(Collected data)
○ ○ ○ ○ ○

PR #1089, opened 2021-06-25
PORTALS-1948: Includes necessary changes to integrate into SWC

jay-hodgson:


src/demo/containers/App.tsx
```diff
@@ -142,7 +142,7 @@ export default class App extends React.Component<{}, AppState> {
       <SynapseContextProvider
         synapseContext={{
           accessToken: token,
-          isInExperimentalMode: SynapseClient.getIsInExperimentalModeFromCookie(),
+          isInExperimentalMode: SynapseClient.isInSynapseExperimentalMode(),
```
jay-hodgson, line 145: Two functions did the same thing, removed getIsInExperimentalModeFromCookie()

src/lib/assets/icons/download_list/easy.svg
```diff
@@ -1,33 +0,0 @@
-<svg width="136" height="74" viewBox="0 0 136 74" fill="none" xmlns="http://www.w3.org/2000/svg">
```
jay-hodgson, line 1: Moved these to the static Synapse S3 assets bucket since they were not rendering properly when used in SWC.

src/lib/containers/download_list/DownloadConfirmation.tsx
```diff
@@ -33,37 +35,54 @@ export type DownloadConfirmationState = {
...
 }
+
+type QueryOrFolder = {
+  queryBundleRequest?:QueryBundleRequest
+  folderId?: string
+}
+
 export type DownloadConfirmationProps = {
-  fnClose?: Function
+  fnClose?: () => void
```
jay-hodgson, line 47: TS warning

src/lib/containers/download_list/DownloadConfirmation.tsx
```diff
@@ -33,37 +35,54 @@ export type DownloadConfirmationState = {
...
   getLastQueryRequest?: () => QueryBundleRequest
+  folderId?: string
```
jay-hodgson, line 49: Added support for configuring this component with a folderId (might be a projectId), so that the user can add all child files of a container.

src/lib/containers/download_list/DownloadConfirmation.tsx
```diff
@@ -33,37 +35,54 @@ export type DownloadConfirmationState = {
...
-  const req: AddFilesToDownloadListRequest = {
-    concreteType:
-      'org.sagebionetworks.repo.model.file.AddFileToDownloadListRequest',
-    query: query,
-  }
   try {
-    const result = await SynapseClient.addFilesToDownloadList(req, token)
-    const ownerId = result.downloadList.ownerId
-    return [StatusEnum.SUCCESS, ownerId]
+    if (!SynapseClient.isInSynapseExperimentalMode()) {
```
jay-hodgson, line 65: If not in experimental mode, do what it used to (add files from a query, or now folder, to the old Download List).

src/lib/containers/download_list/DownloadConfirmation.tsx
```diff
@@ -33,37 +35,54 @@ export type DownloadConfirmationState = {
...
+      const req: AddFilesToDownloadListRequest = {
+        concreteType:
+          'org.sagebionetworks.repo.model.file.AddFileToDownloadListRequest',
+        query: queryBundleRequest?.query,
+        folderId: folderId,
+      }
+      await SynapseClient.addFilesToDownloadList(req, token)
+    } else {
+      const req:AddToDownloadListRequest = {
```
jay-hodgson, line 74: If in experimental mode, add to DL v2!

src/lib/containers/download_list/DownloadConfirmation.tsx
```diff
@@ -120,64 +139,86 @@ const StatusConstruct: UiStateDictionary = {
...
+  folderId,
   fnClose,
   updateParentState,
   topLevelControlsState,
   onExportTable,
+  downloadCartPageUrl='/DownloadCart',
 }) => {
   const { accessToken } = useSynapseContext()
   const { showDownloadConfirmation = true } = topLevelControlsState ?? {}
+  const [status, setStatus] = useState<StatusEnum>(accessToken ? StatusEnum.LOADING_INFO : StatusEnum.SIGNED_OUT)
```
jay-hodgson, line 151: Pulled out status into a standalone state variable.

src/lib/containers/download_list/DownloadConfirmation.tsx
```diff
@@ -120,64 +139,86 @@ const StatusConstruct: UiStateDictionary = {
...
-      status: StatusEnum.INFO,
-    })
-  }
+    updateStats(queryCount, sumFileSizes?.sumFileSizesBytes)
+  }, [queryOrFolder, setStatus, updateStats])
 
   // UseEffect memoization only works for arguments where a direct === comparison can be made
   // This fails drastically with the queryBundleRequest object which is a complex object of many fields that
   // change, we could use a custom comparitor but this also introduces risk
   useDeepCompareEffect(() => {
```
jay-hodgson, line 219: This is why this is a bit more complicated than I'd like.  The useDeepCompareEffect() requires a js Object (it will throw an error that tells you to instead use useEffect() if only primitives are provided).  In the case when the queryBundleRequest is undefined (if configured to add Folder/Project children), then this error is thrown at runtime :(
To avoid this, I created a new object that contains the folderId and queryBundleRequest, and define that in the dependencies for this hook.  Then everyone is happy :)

○ ○ ○ ○ ○

The whole of the data is to be returned with every line intact.

PR #1089, opened 2021-06-25
PORTALS-1948: Includes necessary changes to integrate into SWC

jay-hodgson:


src/demo/containers/App.tsx
```diff
@@ -142,7 +142,7 @@ export default class App extends React.Component<{}, AppState> {
       <SynapseContextProvider
         synapseContext={{
           accessToken: token,
-          isInExperimentalMode: SynapseClient.getIsInExperimentalModeFromCookie(),
+          isInExperimentalMode: SynapseClient.isInSynapseExperimentalMode(),
```
jay-hodgson, line 145: Two functions did the same thing, removed getIsInExperimentalModeFromCookie()

src/lib/assets/icons/download_list/easy.svg
```diff
@@ -1,33 +0,0 @@
-<svg width="136" height="74" viewBox="0 0 136 74" fill="none" xmlns="http://www.w3.org/2000/svg">
```
jay-hodgson, line 1: Moved these to the static Synapse S3 assets bucket since they were not rendering properly when used in SWC.

src/lib/containers/download_list/DownloadConfirmation.tsx
```diff
@@ -33,37 +35,54 @@ export type DownloadConfirmationState = {
...
 }
+
+type QueryOrFolder = {
+  queryBundleRequest?:QueryBundleRequest
+  folderId?: string
+}
+
 export type DownloadConfirmationProps = {
-  fnClose?: Function
+  fnClose?: () => void
```
jay-hodgson, line 47: TS warning

src/lib/containers/download_list/DownloadConfirmation.tsx
```diff
@@ -33,37 +35,54 @@ export type DownloadConfirmationState = {
...
   getLastQueryRequest?: () => QueryBundleRequest
+  folderId?: string
```
jay-hodgson, line 49: Added support for configuring this component with a folderId (might be a projectId), so that the user can add all child files of a container.

src/lib/containers/download_list/DownloadConfirmation.tsx
```diff
@@ -33,37 +35,54 @@ export type DownloadConfirmationState = {
...
-  const req: AddFilesToDownloadListRequest = {
-    concreteType:
-      'org.sagebionetworks.repo.model.file.AddFileToDownloadListRequest',
-    query: query,
-  }
   try {
-    const result = await SynapseClient.addFilesToDownloadList(req, token)
-    const ownerId = result.downloadList.ownerId
-    return [StatusEnum.SUCCESS, ownerId]
+    if (!SynapseClient.isInSynapseExperimentalMode()) {
```
jay-hodgson, line 65: If not in experimental mode, do what it used to (add files from a query, or now folder, to the old Download List).

src/lib/containers/download_list/DownloadConfirmation.tsx
```diff
@@ -33,37 +35,54 @@ export type DownloadConfirmationState = {
...
+      const req: AddFilesToDownloadListRequest = {
+        concreteType:
+          'org.sagebionetworks.repo.model.file.AddFileToDownloadListRequest',
+        query: queryBundleRequest?.query,
+        folderId: folderId,
+      }
+      await SynapseClient.addFilesToDownloadList(req, token)
+    } else {
+      const req:AddToDownloadListRequest = {
```
jay-hodgson, line 74: If in experimental mode, add to DL v2!

src/lib/containers/download_list/DownloadConfirmation.tsx
```diff
@@ -120,64 +139,86 @@ const StatusConstruct: UiStateDictionary = {
...
+  folderId,
   fnClose,
   updateParentState,
   topLevelControlsState,
   onExportTable,
+  downloadCartPageUrl='/DownloadCart',
 }) => {
   const { accessToken } = useSynapseContext()
   const { showDownloadConfirmation = true } = topLevelControlsState ?? {}
+  const [status, setStatus] = useState<StatusEnum>(accessToken ? StatusEnum.LOADING_INFO : StatusEnum.SIGNED_OUT)
```
jay-hodgson, line 151: Pulled out status into a standalone state variable.

src/lib/containers/download_list/DownloadConfirmation.tsx
```diff
@@ -120,64 +139,86 @@ const StatusConstruct: UiStateDictionary = {
...
-      status: StatusEnum.INFO,
-    })
-  }
+    updateStats(queryCount, sumFileSizes?.sumFileSizesBytes)
+  }, [queryOrFolder, setStatus, updateStats])
 
   // UseEffect memoization only works for arguments where a direct === comparison can be made
   // This fails drastically with the queryBundleRequest object which is a complex object of many fields that
   // change, we could use a custom comparitor but this also introduces risk
   useDeepCompareEffect(() => {
```
jay-hodgson, line 219: This is why this is a bit more complicated than I'd like.  The useDeepCompareEffect() requires a js Object (it will throw an error that tells you to instead use useEffect() if only primitives are provided).  In the case when the queryBundleRequest is undefined (if configured to add Folder/Project children), then this error is thrown at runtime :(
To avoid this, I created a new object that contains the folderId and queryBundleRequest, and define that in the dependencies for this hook.  Then everyone is happy :)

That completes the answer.